▶ Brief
Search the material for "used" and show all lines that contain it.

***

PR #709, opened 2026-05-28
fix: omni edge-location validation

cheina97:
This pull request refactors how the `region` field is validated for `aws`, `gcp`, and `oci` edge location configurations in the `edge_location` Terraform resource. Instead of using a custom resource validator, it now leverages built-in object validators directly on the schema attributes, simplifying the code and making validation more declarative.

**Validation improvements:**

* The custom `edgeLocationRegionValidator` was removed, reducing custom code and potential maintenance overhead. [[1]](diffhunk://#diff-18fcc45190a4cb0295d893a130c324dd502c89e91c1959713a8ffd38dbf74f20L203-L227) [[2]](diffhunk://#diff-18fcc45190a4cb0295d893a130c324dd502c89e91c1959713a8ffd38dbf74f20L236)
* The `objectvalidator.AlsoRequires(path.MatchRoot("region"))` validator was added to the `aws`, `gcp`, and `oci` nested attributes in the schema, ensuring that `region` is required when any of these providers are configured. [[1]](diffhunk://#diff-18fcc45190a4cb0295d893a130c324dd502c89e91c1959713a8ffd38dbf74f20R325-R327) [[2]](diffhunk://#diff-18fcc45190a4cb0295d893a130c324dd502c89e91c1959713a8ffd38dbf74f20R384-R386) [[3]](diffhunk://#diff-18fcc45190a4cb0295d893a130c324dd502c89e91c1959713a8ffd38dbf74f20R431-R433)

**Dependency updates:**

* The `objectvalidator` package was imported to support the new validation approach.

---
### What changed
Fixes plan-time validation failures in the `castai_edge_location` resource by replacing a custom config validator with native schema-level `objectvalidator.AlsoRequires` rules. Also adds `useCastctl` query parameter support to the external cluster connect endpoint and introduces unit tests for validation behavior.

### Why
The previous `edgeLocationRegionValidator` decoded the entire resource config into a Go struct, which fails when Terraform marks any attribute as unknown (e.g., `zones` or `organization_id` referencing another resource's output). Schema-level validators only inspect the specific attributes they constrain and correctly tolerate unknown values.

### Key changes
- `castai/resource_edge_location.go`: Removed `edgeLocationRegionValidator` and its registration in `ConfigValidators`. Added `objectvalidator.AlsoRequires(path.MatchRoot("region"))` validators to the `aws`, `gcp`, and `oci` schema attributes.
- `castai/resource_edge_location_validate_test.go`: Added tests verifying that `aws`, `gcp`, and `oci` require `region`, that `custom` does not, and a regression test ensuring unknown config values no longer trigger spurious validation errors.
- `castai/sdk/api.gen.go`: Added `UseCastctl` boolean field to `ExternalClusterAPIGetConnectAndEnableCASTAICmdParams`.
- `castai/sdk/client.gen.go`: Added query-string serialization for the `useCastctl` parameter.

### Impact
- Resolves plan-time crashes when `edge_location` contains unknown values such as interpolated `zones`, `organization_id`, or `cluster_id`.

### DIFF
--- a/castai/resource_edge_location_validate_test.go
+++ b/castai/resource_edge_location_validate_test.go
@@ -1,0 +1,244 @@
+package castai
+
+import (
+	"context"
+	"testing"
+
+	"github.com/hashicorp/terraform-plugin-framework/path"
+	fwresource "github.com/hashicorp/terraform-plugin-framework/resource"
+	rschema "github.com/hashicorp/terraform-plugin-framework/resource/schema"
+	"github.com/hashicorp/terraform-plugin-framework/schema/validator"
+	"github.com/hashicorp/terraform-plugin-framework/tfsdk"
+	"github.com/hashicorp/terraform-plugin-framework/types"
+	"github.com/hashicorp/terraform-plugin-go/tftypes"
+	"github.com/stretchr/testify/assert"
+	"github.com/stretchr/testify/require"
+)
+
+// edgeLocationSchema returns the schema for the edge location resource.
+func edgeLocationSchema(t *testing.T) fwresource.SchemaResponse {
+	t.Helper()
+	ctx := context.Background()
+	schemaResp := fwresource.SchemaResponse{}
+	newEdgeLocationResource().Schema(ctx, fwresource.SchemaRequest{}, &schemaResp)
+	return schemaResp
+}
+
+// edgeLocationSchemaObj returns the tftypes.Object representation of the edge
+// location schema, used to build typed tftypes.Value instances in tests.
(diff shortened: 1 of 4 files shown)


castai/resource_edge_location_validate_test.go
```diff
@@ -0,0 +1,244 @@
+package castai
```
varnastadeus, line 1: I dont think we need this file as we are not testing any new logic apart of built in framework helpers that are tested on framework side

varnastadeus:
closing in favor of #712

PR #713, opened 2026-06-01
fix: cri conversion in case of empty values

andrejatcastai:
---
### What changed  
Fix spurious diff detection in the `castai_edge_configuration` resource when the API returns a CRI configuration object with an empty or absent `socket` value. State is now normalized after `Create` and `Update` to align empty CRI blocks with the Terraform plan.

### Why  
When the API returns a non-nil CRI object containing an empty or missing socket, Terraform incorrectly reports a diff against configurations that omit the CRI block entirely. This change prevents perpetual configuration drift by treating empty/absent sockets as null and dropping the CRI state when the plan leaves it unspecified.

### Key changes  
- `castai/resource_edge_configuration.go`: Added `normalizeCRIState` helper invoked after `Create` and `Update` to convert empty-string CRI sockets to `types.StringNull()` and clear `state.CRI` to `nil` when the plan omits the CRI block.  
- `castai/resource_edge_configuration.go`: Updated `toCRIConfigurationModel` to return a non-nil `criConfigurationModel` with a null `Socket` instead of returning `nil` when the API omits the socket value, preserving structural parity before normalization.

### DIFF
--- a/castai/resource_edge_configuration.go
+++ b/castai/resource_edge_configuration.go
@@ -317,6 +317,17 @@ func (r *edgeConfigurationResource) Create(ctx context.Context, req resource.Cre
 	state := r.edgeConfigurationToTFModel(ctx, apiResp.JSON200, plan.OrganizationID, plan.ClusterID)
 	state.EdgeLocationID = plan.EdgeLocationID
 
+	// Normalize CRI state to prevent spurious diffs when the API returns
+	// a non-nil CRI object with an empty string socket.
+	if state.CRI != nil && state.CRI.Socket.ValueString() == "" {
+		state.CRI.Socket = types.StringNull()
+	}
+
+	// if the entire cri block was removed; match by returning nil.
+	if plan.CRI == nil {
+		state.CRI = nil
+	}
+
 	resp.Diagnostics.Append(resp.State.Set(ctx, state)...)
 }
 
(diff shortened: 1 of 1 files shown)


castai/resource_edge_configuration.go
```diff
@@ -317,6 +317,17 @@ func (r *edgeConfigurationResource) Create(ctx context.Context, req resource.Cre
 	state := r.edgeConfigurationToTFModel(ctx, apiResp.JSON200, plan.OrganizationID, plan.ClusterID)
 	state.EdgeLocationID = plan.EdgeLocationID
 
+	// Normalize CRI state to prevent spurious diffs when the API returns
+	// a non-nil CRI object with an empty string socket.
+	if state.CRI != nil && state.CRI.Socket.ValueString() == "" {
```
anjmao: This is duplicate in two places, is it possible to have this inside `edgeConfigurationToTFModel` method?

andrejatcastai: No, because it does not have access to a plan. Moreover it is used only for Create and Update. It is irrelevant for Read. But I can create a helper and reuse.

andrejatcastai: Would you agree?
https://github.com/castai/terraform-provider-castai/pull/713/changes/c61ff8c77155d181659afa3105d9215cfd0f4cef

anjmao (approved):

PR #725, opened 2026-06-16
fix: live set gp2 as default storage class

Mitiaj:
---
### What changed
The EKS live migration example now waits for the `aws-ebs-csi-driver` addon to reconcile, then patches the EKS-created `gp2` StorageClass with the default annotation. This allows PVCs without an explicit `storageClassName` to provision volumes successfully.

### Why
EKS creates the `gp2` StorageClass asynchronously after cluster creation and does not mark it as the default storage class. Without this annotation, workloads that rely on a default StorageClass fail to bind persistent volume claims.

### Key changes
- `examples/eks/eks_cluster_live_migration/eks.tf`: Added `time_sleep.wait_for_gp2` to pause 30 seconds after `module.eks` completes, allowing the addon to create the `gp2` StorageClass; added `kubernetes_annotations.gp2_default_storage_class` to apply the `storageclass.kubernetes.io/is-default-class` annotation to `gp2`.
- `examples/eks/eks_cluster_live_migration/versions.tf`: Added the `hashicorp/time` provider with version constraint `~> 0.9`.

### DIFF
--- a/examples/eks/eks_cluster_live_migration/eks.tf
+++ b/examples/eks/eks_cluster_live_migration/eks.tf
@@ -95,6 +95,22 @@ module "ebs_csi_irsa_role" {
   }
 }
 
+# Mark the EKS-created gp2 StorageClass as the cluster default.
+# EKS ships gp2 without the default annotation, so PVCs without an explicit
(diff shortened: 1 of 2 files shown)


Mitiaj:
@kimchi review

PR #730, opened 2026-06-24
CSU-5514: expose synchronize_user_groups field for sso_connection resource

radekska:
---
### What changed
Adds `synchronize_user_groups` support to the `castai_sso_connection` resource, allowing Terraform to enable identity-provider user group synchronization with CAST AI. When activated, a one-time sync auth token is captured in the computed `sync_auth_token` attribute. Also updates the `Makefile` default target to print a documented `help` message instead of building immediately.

***

▶ Task solution
+// location schema, used to build typed tftypes.Value instances in tests.
andrejatcastai: No, because it does not have access to a plan. Moreover it is used only for Create and Update. It is irrelevant for Read. But I can create a helper and reuse.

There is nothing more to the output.